AIM OF THE TASK - Once every line in the data that follows has been checked for the word "unique", give only the number of lines that hold it.

RAW DATA -
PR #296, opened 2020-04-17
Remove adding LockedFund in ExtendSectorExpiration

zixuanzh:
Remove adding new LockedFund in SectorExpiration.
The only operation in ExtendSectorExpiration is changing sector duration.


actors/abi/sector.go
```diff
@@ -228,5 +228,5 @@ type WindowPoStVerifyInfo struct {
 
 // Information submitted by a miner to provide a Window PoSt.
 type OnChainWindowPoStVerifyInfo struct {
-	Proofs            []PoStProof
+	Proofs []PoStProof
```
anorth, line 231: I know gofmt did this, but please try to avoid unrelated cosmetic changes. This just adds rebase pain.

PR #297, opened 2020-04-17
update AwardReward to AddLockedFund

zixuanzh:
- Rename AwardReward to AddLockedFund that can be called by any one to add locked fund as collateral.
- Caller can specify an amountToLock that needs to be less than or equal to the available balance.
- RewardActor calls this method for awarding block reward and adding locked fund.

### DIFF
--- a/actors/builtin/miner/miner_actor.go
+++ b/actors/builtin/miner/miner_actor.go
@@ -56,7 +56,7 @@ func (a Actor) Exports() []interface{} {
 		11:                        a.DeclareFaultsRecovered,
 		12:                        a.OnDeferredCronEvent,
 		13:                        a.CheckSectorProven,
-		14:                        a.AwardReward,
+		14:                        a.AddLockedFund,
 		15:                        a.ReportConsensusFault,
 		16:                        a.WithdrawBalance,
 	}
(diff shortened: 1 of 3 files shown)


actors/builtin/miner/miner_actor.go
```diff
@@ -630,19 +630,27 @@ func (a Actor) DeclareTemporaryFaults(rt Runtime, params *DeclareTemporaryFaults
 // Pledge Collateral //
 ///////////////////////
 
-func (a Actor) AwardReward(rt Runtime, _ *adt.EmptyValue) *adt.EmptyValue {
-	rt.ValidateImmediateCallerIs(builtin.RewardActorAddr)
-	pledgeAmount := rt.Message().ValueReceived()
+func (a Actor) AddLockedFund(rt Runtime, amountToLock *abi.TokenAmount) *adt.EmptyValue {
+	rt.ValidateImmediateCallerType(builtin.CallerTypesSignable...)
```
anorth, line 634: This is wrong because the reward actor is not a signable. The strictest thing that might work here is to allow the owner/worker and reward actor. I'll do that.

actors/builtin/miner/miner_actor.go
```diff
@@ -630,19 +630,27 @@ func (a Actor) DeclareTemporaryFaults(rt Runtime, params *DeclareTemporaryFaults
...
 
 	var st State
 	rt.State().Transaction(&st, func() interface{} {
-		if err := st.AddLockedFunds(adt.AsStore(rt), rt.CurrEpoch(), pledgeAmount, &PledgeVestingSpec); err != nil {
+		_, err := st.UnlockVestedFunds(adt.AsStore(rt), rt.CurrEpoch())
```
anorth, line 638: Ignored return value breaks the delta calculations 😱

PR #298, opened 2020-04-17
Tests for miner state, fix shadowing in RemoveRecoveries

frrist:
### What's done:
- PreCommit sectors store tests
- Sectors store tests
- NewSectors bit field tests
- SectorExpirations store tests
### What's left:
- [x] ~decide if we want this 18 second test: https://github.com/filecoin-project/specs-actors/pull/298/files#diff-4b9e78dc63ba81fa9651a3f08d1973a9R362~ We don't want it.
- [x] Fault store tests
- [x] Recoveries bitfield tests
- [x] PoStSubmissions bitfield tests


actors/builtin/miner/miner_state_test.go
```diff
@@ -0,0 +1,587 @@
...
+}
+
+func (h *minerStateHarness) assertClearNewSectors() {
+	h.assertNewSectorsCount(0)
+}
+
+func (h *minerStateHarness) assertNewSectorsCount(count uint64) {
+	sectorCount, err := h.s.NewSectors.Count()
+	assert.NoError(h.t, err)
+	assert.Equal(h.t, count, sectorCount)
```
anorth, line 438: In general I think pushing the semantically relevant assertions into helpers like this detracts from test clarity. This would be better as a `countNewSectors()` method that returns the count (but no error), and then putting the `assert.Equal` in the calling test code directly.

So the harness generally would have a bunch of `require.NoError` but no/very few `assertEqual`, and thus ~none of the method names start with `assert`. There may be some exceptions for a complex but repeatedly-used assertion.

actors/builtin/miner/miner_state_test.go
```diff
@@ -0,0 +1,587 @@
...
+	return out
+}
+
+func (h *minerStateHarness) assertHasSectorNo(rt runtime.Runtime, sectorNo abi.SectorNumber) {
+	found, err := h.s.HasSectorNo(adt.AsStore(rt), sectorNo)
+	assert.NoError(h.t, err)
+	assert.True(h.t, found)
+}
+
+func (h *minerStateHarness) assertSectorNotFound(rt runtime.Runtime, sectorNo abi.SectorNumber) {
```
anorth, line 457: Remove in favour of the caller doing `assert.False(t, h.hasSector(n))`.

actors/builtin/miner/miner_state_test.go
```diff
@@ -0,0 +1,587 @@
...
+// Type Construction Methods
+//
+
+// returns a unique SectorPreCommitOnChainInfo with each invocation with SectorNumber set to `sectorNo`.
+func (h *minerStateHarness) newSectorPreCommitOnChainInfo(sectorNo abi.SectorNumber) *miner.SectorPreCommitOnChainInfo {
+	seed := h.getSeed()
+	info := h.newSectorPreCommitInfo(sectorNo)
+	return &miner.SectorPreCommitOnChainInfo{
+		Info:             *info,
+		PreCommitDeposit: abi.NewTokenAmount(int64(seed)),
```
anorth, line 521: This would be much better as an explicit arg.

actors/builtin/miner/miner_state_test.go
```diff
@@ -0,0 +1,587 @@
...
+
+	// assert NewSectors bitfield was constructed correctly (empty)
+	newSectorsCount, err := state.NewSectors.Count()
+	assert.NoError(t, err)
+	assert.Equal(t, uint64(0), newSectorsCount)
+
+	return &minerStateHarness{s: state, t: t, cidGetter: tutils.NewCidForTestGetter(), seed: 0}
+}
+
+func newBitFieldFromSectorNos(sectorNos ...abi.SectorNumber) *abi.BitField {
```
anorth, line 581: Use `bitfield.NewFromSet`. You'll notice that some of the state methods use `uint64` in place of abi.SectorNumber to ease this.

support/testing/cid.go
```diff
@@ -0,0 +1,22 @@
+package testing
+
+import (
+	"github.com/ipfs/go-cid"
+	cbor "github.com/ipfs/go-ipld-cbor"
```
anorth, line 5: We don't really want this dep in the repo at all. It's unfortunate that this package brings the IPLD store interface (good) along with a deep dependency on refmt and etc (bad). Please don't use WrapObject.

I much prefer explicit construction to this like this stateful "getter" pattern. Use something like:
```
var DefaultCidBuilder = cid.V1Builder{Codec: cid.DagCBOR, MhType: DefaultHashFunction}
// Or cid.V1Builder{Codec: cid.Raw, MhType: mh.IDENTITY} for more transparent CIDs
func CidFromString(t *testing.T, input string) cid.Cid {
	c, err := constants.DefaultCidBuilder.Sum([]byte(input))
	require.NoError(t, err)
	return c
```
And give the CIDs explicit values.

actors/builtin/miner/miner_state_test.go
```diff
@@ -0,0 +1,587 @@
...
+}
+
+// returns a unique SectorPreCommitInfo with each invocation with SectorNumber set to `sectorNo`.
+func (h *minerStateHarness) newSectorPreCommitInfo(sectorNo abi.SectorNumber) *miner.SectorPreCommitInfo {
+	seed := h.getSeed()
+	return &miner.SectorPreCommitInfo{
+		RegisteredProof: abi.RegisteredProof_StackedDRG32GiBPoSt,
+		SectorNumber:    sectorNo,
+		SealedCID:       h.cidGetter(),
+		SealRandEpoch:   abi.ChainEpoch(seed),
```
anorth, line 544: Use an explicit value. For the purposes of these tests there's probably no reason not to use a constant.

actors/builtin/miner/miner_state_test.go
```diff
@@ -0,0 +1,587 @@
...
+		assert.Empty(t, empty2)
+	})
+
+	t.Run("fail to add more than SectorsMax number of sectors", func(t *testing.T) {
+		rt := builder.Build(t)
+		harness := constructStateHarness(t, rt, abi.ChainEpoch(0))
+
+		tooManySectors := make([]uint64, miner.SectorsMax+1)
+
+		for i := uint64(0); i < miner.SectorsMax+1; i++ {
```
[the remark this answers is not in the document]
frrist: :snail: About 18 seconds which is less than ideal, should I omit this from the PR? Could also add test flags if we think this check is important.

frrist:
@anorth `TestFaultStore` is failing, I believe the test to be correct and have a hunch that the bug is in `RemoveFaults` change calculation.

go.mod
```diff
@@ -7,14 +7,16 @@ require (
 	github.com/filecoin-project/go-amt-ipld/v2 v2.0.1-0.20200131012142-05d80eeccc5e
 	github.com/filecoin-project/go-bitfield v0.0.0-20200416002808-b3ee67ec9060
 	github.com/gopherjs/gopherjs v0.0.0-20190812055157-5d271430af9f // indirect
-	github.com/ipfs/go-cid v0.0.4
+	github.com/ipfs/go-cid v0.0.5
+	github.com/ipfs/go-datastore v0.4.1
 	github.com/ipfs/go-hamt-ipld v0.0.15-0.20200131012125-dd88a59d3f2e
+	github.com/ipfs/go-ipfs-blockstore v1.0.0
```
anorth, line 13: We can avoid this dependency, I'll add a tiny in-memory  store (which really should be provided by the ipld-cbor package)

RESULT BELOW - 2